Targeted attacks are much more dangerous than random scans because your organization has been singled out for a takeover. Whether the coup succeeds depends on a number of variables, but knowing you've been targeted is crucial. Finding out the goal of the attack is the next step.



Top 5 Security Events

click to enlarge

The bad news: The more skilled the attacker, the less likely he or she will be noticed during the attack. The good news: Targeted attacks comprise a small portion of overall attacks, and successful targeted attacks are rarer still. For example, in 2002, ISS Managed Security Service noted 5,052 incidents, encompassing port scans to severe attacks, but only about 80--1.6 percent--were severe enough that ISS' Emergency Response Service needed to deal with the attack.

A whopping 82.53 percent of all attacks originated on North American computers, according to ISS' "Top Attacking Regions From October 28, 2002, to December 31, 2002". Perhaps it's the high U.S. per-capita connectivity rate or the number of unpatched and unmaintained systems on campus and broadband networks that are used as relay points by attackers trying to cover their tracks. The truth is there's no way to tell if the attacker is sitting at the keyboard of the attacking computer or if he or she is hopping through multiple systems.

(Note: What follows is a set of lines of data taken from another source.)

PR #12, opened 2019-08-07
fix(kubernetes/diff): check correctly & ignore apiVersion

sh0rez:
version check was broken, now auto choose should work correctly

ignores apiVersion, too messy for now

### DIFF
--- a/pkg/kubernetes/subsetdiff.go
+++ b/pkg/kubernetes/subsetdiff.go
@@ -23,7 +23,6 @@ func (k Kubectl) SubsetDiff(y string) (string, error) {
 
 	rs := 0
 	errs := make(chan error)
-	defer close(errs)
 	results := make(chan difference)
 
 	for {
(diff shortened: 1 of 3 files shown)


pkg/kubernetes/subsetdiff.go
```diff
@@ -32,59 +37,85 @@ func (k Kubectl) SubsetDiff(y string) (string, error) {
...
+	}
 
-		is, err := yaml.Marshal(subset(m, rawIs))
-		if err != nil {
-			return "", err
+	for rs > 0 {
+		select {
+		case d := <-results:
+			docs = append(docs, d)
+			rs--
```
gouthamve: We should decrement it in errors also? More like `for i := 0; i < rs; i++` would be better.

pkg/kubernetes/subsetdiff.go
```diff
@@ -13,14 +13,19 @@ import (
...
 	live, merged string
 }
 
 func (k Kubectl) SubsetDiff(y string) (string, error) {
-	docs := map[string]difference{}
+	docs := []difference{}
 	d := yaml.NewDecoder(strings.NewReader(y))
-	for {
 
+	rs := 0
```
gouthamve: `numResults`?

pkg/kubernetes/subsetdiff.go
```diff
@@ -13,14 +13,19 @@ import (
...
+	errs := make(chan error)
```
gouthamve: `errCh`?

pkg/kubernetes/subsetdiff.go
```diff
@@ -13,14 +13,19 @@ import (
...
+	results := make(chan difference)
```
gouthamve: `resultsCh`?

pkg/kubernetes/subsetdiff.go
```diff
@@ -32,59 +37,85 @@ func (k Kubectl) SubsetDiff(y string) (string, error) {
...
 		}
-		if string(is) == "{}\n" {
-			is = []byte("")
-		}
-		docs[name] = difference{string(is), string(should)}
 	}
+	close(results)
+	close(errs)
 
 	s := ""
```
gouthamve: What is `s`?

pkg/kubernetes/subsetdiff.go
```diff
@@ -32,59 +37,85 @@ func (k Kubectl) SubsetDiff(y string) (string, error) {
...
-	for k, v := range docs {
-		d, err := diff(k, v.live, v.merged)
+	for _, d := range docs {
+		sd, err := diff(d.name, d.live, d.merged)
```
gouthamve: `sd`?

pkg/kubernetes/subsetdiff.go
sh0rez: `s` is the final output string that every diff we have is appended to

PR #23, opened 2019-08-08
feat(kubernetes): add namespace to apply preamble

### LINKED ISSUE #16: Add namespace to apply preamble
Can we include the namespace in this?
```
!!! Applying to cluster 'gke_grafanalabs-global_europe-west2-c_europe-west2' at 'https://35.197.236.86' using context 'eu-west2'.
!!! Please type 'yes' to perform: yes
```

And maybe remove the exclamations, makes it seem more serious than it is

sh0rez:
Closes #16

### DIFF
--- a/pkg/kubernetes/kubectl.go
+++ b/pkg/kubernetes/kubectl.go
@@ -128,14 +128,15 @@ func (k Kubectl) Get(namespace, kind, name string) (map[string]interface{}, erro
 }
 
 // Apply applies the given yaml to the cluster
-func (k Kubectl) Apply(yaml string) error {
+func (k Kubectl) Apply(yaml, namespace string) error {
 	if err := k.setupContext(); err != nil {
 		return err
 	}
 
 	reader := bufio.NewReader(os.Stdin)
-	fmt.Printf(`!!! Applying to cluster '%s' at '%s' using context '%s'.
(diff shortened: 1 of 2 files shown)


pkg/kubernetes/kubectl.go
```diff
@@ -128,14 +128,15 @@ func (k Kubectl) Get(namespace, kind, name string) (map[string]interface{}, erro
...
 	if err := k.setupContext(); err != nil {
 		return err
 	}
 
 	reader := bufio.NewReader(os.Stdin)
-	fmt.Printf(`!!! Applying to cluster '%s' at '%s' using context '%s'.
-!!! Please type 'yes' to perform: `,
+	fmt.Printf(`Applying to namespace '%s' of cluster '%s' at '%s' using context '%s'.
+Please type 'yes' to perform: `,
+		alert(namespace),
```
tomwilkie: When you run `kubectl apply` do you not specify `--namespace`?

sh0rez: I am not sure if this is even possible. Anyways, I hard set the namespace on every object to the one of spec.json (yes, this does not allow other namespaces than the one in spec, will address later)

tomwilkie: Hmm, thought you could, but must have imagine it.

PR #30, opened 2019-08-08
feat(cli): limit output to specific objects only

sh0rez:
Use `-t=objectspec` to limit to an object.

Examples: 
```
-t=namespace/name
-t=deployment/asdf
```

### DIFF
--- a/cmd/tk/workflow.go
+++ b/cmd/tk/workflow.go
@@ -9,8 +9,19 @@ import (
 	"github.com/grafana/tanka/pkg/cmp"
 	"github.com/posener/complete"
 	"github.com/spf13/cobra"
+	"github.com/spf13/pflag"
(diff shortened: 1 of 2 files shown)


cmd/tk/workflow.go
```diff
@@ -9,9 +9,20 @@ import (
...
 	"golang.org/x/crypto/ssh/terminal"
 )
 
+type workflowFlagVars struct {
+	targets []string
+}
+
+func workflowFlags(fs *pflag.FlagSet) *workflowFlagVars {
+	v := workflowFlagVars{}
+	fs.StringSliceVarP(&v.targets, "target", "t", nil, "only use the specified objects")
```
tomwilkie: Include the format of the object name (ie '<type>/<name>')

PR #33, opened 2019-08-09
fix(kubernetes): sort during reconcile

### LINKED ISSUE #19: Order of objects in `tk diff` not stable?

sh0rez:
Allows stable order in show and diff

Fixes #19

### DIFF
--- a/pkg/kubernetes/kubernetes.go
+++ b/pkg/kubernetes/kubernetes.go
@@ -3,6 +3,7 @@ package kubernetes
 import (
 	"bytes"
 	"fmt"
+	"sort"
 	"strings"
 
 	"github.com/Masterminds/semver"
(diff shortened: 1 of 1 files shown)


pkg/kubernetes/kubernetes.go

You could try to track the attacker by starting at the system that's directly attacking you, asking the person who administers that system to track the attack to the next hop, contact that administrator, get him or her to track the connection to the next hop, and so on. Of course, you will have to deal with multiple languages, convince others to help you, hope they have the technical experience to ferret out the next hop, and so on. Unless you're planning to prosecute the attacker and are willing to call in the feds, this is a fruitless pursuit.